PR #6771, opened 2022-01-12
Dev/nom7 upgrade http2 v0.1

chifflier:

https://redmine.openinfosecfoundation.org/issues/4165

Describe changes:
- Rewrite HTTP/2 parsers to nom 7
- This PR aims for minimal changes, and only the HTTP/2 parser. That said, I think several functions (`detect_parse_*` for ex) could be factorized
- unit tests for cargo and suricata-verify all pass
- As for other PRs, no rustfmt, only affected files are changed

### DIFF
--- a/rust/src/http2/http2.rs
+++ b/rust/src/http2/http2.rs
@@ -24,7 +24,7 @@ use crate::applayer::{self, *};
 use crate::core::*;
 use crate::filecontainer::*;
 use crate::filetracker::*;
-use nom;
+use nom7::Err;
 use std;
 use std::ffi::CString;
 use std::fmt;
@@ -647,7 +647,7 @@ impl HTTP2State {
                         //we could set an event on remaining data
                         return HTTP2FrameTypeData::SETTINGS(set);
                     }
-                    Err(nom::Err::Incomplete(_)) => {
+                    Err(Err::Incomplete(_)) => {
                         if complete {
                             self.set_event(HTTP2Event::InvalidFrameData);
                             return HTTP2FrameTypeData::UNHANDLED(HTTP2FrameUnhandled {
@@ -738,7 +738,7 @@ impl HTTP2State {
                         self.process_headers(&hs.blocks, dir);
                         return HTTP2FrameTypeData::PUSHPROMISE(hs);
                     }
-                    Err(nom::Err::Incomplete(_)) => {
+                    Err(Err::Incomplete(_)) => {
                         if complete {
                             self.set_event(HTTP2Event::InvalidFrameData);
                             return HTTP2FrameTypeData::UNHANDLED(HTTP2FrameUnhandled {
@@ -772,7 +772,7 @@ impl HTTP2State {
                         self.process_headers(&hs.blocks, dir);
                         return HTTP2FrameTypeData::CONTINUATION(hs);
                     }
-                    Err(nom::Err::Incomplete(_)) => {
+                    Err(Err::Incomplete(_)) => {
                         if complete {
                             self.set_event(HTTP2Event::InvalidFrameData);
                             return HTTP2FrameTypeData::UNHANDLED(HTTP2FrameUnhandled {
@@ -807,7 +807,7 @@ impl HTTP2State {
                         }
                         return HTTP2FrameTypeData::HEADERS(hs);
                     }
-                    Err(nom::Err::Incomplete(_)) => {
+                    Err(Err::Incomplete(_)) => {
                         if complete {
                             self.set_event(HTTP2Event::InvalidFrameData);
                             return HTTP2FrameTypeData::UNHANDLED(HTTP2FrameUnhandled {
@@ -929,7 +929,7 @@ impl HTTP2State {
                     }
                     input = &rem[hlsafe..];
                 }
-                Err(nom::Err::Incomplete(_)) => {
+                Err(Err::Incomplete(_)) => {
                     //we may have consumed data from previous records
                     return AppLayerResult::incomplete(
                         (il - input.len()) as u32,
@@ -1035,7 +1035,7 @@ pub unsafe extern "C" fn rs_http2_probing_parser_tc(
                 }
                 return ALPROTO_HTTP2;
             }
-            Err(nom::Err::Incomplete(_)) => {
+            Err(Err::Incomplete(_)) => {
                 return ALPROTO_UNKNOWN;
             }
             Err(_) => {
--- a/rust/src/http2/huffman.rs
+++ b/rust/src/http2/huffman.rs
@@ -15,9 +15,11 @@
  * 02110-1301, USA.
  */
 
-use nom::error::ErrorKind;
-use nom::Err;
-use nom::IResult;
+use nom7::bits::streaming::take as take_bits;
+use nom7::branch::alt;
+use nom7::combinator::{complete, map_opt};
+use nom7::error::{make_error, ErrorKind};
+use nom7::{Err, IResult};
 
 fn http2_huffman_table_len5(n: u32) -> Option<u8> {
     match n {
@@ -35,9 +37,9 @@ fn http2_huffman_table_len5(n: u32) -> Option<u8> {
     }
 }
 
-named!(http2_decode_huffman_len5<(&[u8], usize), u8>,
-    complete!( map_opt!(take_bits!(5u32), http2_huffman_table_len5) )
-);
+fn http2_decode_huffman_len5(input: (&[u8], usize)) -> IResult<(&[u8], usize), u8> {
+    complete(map_opt(take_bits(5u32), http2_huffman_table_len5))(input)
+}
 
 fn http2_huffman_table_len6(n: u32) -> Option<u8> {
     match n {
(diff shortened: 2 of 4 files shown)


catenacyber:
Thanks Pierre.

> That said, I think several functions (detect_parse_* for ex) could be factorized

I understand tou are talking about the same thing as in https://redmine.openinfosecfoundation.org/issues/4112 
Am I correct ?

> , no rustfmt, only affected files are changed

All rust HTTP2 files are rustfmted, so please keep them rustfmted ;-)

Why did you call this PR "v0.1". ?
Are you planning more work on this ?

rust/src/http2/range.rs
```diff
@@ -38,52 +40,45 @@ pub struct HTTPContentRange {
 }
 
 pub fn http2_parse_content_range_star<'a>(input: &'a [u8]) -> IResult<&'a [u8], HTTPContentRange> {
-    let (i2, _) = char!(input, '*')?;
-    let (i2, _) = char!(i2, '/')?;
-    let (i2, size) = map_res!(i2, map_res!(digit1, std::str::from_utf8), i64::from_str)?;
+    let (i2, _) = char('*')(input)?;
```
catenacyber, line 43: Looks strange to me to use `char` as a function.
Is there no risk of future collision ?

rust/src/http2/range.rs
```diff
@@ -38,52 +40,45 @@ pub struct HTTPContentRange {
...
+        http2_parse_content_range_star,
+        http2_parse_content_range_def,
+    ))(i2);
 }
 
 pub fn http2_parse_check_content_range<'a>(input: &'a [u8]) -> IResult<&'a [u8], HTTPContentRange> {
     let (rem, v) = http2_parse_content_range(input)?;
     if v.start > v.end {
-        return Err(Err::Error((rem, ErrorKind::Verify)));
+        return Err(Err::Error(make_error(rem, ErrorKind::Verify)));
```
catenacyber, line 81: Do we need the 3 `Err` `Err::Error` and `make_error` ?

rust/src/http2/http2.rs
```diff
@@ -647,7 +647,7 @@ impl HTTP2State {
                         //we could set an event on remaining data
                         return HTTP2FrameTypeData::SETTINGS(set);
                     }
-                    Err(nom::Err::Incomplete(_)) => {
+                    Err(Err::Incomplete(_)) => {
```
catenacyber, line 650: Why not keep `nom7::Err::Incomplete(_)` ?

rust/src/http2/huffman.rs
```diff
@@ -482,23 +484,44 @@ fn http2_huffman_table_len30(n: u32) -> Option<u8> {
...
+        http2_decode_huffman_len20,
+        http2_decode_huffman_len21,
+        http2_decode_huffman_len21,
+        http2_decode_huffman_len22,
+        http2_decode_huffman_len23,
+        http2_decode_huffman_len24,
+        http2_decode_huffman_len25,
+        http2_decode_huffman_len26,
+        http2_decode_huffman_len27,
+        alt((
```
catenacyber, line 521: Why another alt ?

rust/src/http2/parser.rs
```diff
@@ -344,39 +357,38 @@ fn http2_parse_headers_block_indexed<'a>(
...
+        return Err(Err::Error(make_error(i2, ErrorKind::LengthValue)));
     }
-    let (i3, data) = take!(i2, stringlen as usize)?;
+    let (i3, data) = take(stringlen as usize)(i2)?;
     if huffslen.0 == 0 {
         return Ok((i3, data.to_vec()));
     } else {
-        let (_, val) = bits!(data, many0!(huffman::http2_decode_huffman))?;
+        let (_, val) =
+            bits::<_, _, Error<(&[u8], usize)>, _, _>(many0(huffman::http2_decode_huffman))(data)?;
```
catenacyber, line 391: this annotation is not so nice.
How did you find it ?

catenacyber:
Thanks for this work.
Looks good to upgrade nom

chifflier:
> Thanks Pierre.
> 
> > That said, I think several functions (detect_parse_* for ex) could be factorized
> 
> I understand tou are talking about the same thing as in https://redmine.openinfosecfoundation.org/issues/4112 Am I correct ?

It could be a solution, yes. Since most of this functions differ only by a tag and the return value, these could also be passed as arguments of a function.

> 
> > , no rustfmt, only affected files are changed
> 
> All rust HTTP2 files are rustfmted, so please keep them rustfmted ;-)
> 

I did :) My comment was not really relevant for http2, I took it from my other nom7 PRs

> Why did you call this PR "v0.1". ? Are you planning more work on this ?

No particular intention, I always use numbers in case changes are requested and I submit a new version.

rust/src/http2/range.rs
chifflier: You mean because `char` is a rust keyword? I don't think there will be problems, it is part of the language. You can even use reserved keywords using the raw identifiers notation (see https://doc.rust-lang.org/rust-by-example/compatibility/raw_identifiers.html).

Note that the previous code was also using keywords as variable names in other places (see `u64` in `detect_parse_u64`)

rust/src/http2/range.rs
chifflier: That part of nom errors also irritates me ...
- The first `Err` is the `Result` variant, so required
- `Err::Error` is the nom error variant (could be `Error`, or `Failure` to stop without possible recovery), it is needed
- `make_error` is a convenience function to create a generic nom error. This is not required but only useful for genericity and to ease future code updates. It can be removed it to return only the tuple.

rust/src/http2/http2.rs
chifflier: To simplify later updates by regrouping all namespaces at top of file, so if we change back the name from `nom7` to `nom` this will be much easier.
Note: the `nom7` name is only a trick used to simplify the transition

rust/src/http2/huffman.rs
chifflier: This is detailed in the comment above the big `alt` statement: nom has implemented the `Alt` trait (used internally by the `alt` function) only for lists up to size 20, and this list has 21 elements :)
Using nested `alt` is the proposed workaround from the nom documentation (https://docs.rs/nom/7.1.0/nom/branch/fn.alt.html):
```
It takes as argument a tuple of parsers. There is a maximum of 21 parsers. If you need more, it is possible to nest them in other alt calls, like this: alt(parser_a, alt(parser_b, parser_c))

```

https://github.com/chifflier/suricata/blob/dev/nom7-upgrade-http2-v0.1/rust/src/http2/huffman.rs#L497-L499

rust/src/http2/parser.rs
chifflier: Agreed, it is neither nice nor readable.

The rust compiler is lost in generic types in the `bits` combinator, and fails to infer the error type correctly. Here, the solution is to explicit the error type while letting the compiler infer other generic parameters (`_`).
This problem did not exist with macro (but they had other problems), and seem to happen only with the `bits` combinator. The only way I found to avoid this is to create a function containing the subparser, so the error type is given in the function declaration and the compiler infers the rest - but this is not great, because it prevents inlining the parser ...

The annotation is similar to the one used in nom's documentation: https://docs.rs/nom/7.1.0/nom/bits/fn.bits.html

rust/src/http2/range.rs
catenacyber: ok fair enough

> see u64 in detect_parse_u64

I feel the shame

rust/src/http2/range.rs
catenacyber: Well, I let you make the PR to nom to get something better ;-)

Should we macro it meanwhile ?

rust/src/http2/http2.rs
catenacyber: I was rather afraid of collisions about `Err` from something else... What do you think ?

rust/src/http2/huffman.rs
catenacyber: Thanks Pierre for the comment I had not seen 🙄

rust/src/http2/parser.rs
catenacyber: Maybe this deserves a comment...

catenacyber:
Looks good to me, just waiting for your last comments on my questions

rust/src/http2/http2.rs
chifflier: In my experience, rust handles this quite well: it resolves the type `Err::Incomplete` as a variant from the nom type, without conflict with the builtin variant `Result::Err`, so the notation will not create any conflict.
The only possible error would be to explicitly import several types `Err` in the `use` statements, but the compiler detects that and will require to change one of the names.

rust/src/http2/range.rs
chifflier: Indeed, we can shorten the notation using a macro.
Do you want me to push commits for this?

catenacyber: If you feel it is idiomatic

catenacyber (approved):

rust/src/http2/parser.rs
jasonish: What prevents the inlining? Its used enough that a helper function could clean it up a little.

rust/src/http2/range.rs
jasonish: I've got used to this pattern the more I've worked with nom7.  I'm not sure a macro would help much.

jasonish (approved):
Looks good for a direct port to nom 7.

victorjulien:
Merged in #6802, thanks!

rust/src/http2/range.rs
chifflier: It's up to you! Personally, I am now used to this syntax and agree with Jason, so I do not think a macro would really help. In fact, I find it confusing since it tends to hide types and makes resolving compiler errors a bit more difficult.

rust/src/http2/parser.rs
chifflier: Nothing prevents inlining (and we can use the `#[inline]` attribute to force it). The size of the bits seems to vary, so it is possible to write a function that would take some parameters as arguments and return a combinator.
If that's ok for you, I will push the patch to the end of this PR.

____

#### [Task directions]
Please list every line of the records that contains "stringlen".

#### [Result of this exercise]
-    let (i3, data) = take!(i2, stringlen as usize)?;
+    let (i3, data) = take(stringlen as usize)(i2)?;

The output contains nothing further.